Wie meinst du das jetzt? Der Phenom 2 und der Athlon 2 haben beide AM3-Sockel. Oder ist schon AM4 oder ähnliches in Sicht? Außerdem würde ich den 440er noch ein bißchen übertakten, ist ja eh billig. Wenn der dann so 3,4GHz macht wie mein 435er ohne Spannungserhöhung, reicht das mit Sicherheit für ne 5850er.


----------



## Lordac (11. Oktober 2010)

Hallo,



Spider-Man schrieb:


> Wie meinst du das jetzt? Der Phenom 2 und der Athlon 2 haben beide AM3-Sockel. Oder ist schon AM4 oder ähnliches in Sicht?
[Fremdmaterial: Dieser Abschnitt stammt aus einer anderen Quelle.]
PR #1680, opened 2023-06-27
install-wp-tests.sh: Allow directories overwriting

acicovic:
## Description
Once `install-wp-tests.sh` would download the required files and create its directories, it would then quit on subsequent runs without doing anything because the directories in question were already present.

This however would get in the way when trying switch between different WordPress versions when testing. With this PR, we're giving the user the choice to choose a directory overwrite, re-running the whole script.

## Motivation and context
- Make it easier to juggle between different WordPress versions when testing.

ja, "Bulldozer" welcher vermutlich im Frühjahr 2011 erscheint benötigt einen neuen Sockel (AM3+/AM4...?), deshalb würde ich mich jetzt eher für eine etwas stärkere CPU entscheiden wenn es das Budget zulässt.

Gruß

Lordac


----------



## Phil_tK (12. Oktober 2010)

so hab nochn paar restfragen 

*1. Lüfter: *

es wurde geschrieben, dass der Turmkühler (Mugen 2) aus Sicherheits-/Transportgründen nicht montiert werden! falls ich aber den PC komplett zusammenbauen lasse, muss ich dann, wenn er bei mir angekommen ist, das mainboard nicht nocheinmal ausbauen um den lüfter dranzuhauen 
oder wie muss ich mir das vorstellen?

*2. Arbeitsspeicher:*

habe mich jetzt mal umgeschaut und zwischen den cl7 und cl9 liegen ca 30 euro, ist das ein sinnvoller aufpreis oder sollte ich da eher sparen und cl9 nehmen?!


----------



## RonnieColeman (12. Oktober 2010)

also es kommt an was für ein gehäuse du hast. manche haben ein sogennantes CPU-retentionhole. eine aussparung für die backplate. bei meinem HAF-922 hats aber nichts genützt. es ist einfacher das mainbord auszubauen und dann drauf zu setzen, weil man mehr platz zum hantieren hat

zwischen welchen RAM kits wolltest du dich entscheiden?


----------



## Phil_tK (12. Oktober 2010)

hab hier mal 3 stück rausgesucht...

ALTERNATE - BUILDERS

ALTERNATE - BUILDERS

ALTERNATE - BUILDERS

die eco hast du mir, glaub ich, sogar empfohlen!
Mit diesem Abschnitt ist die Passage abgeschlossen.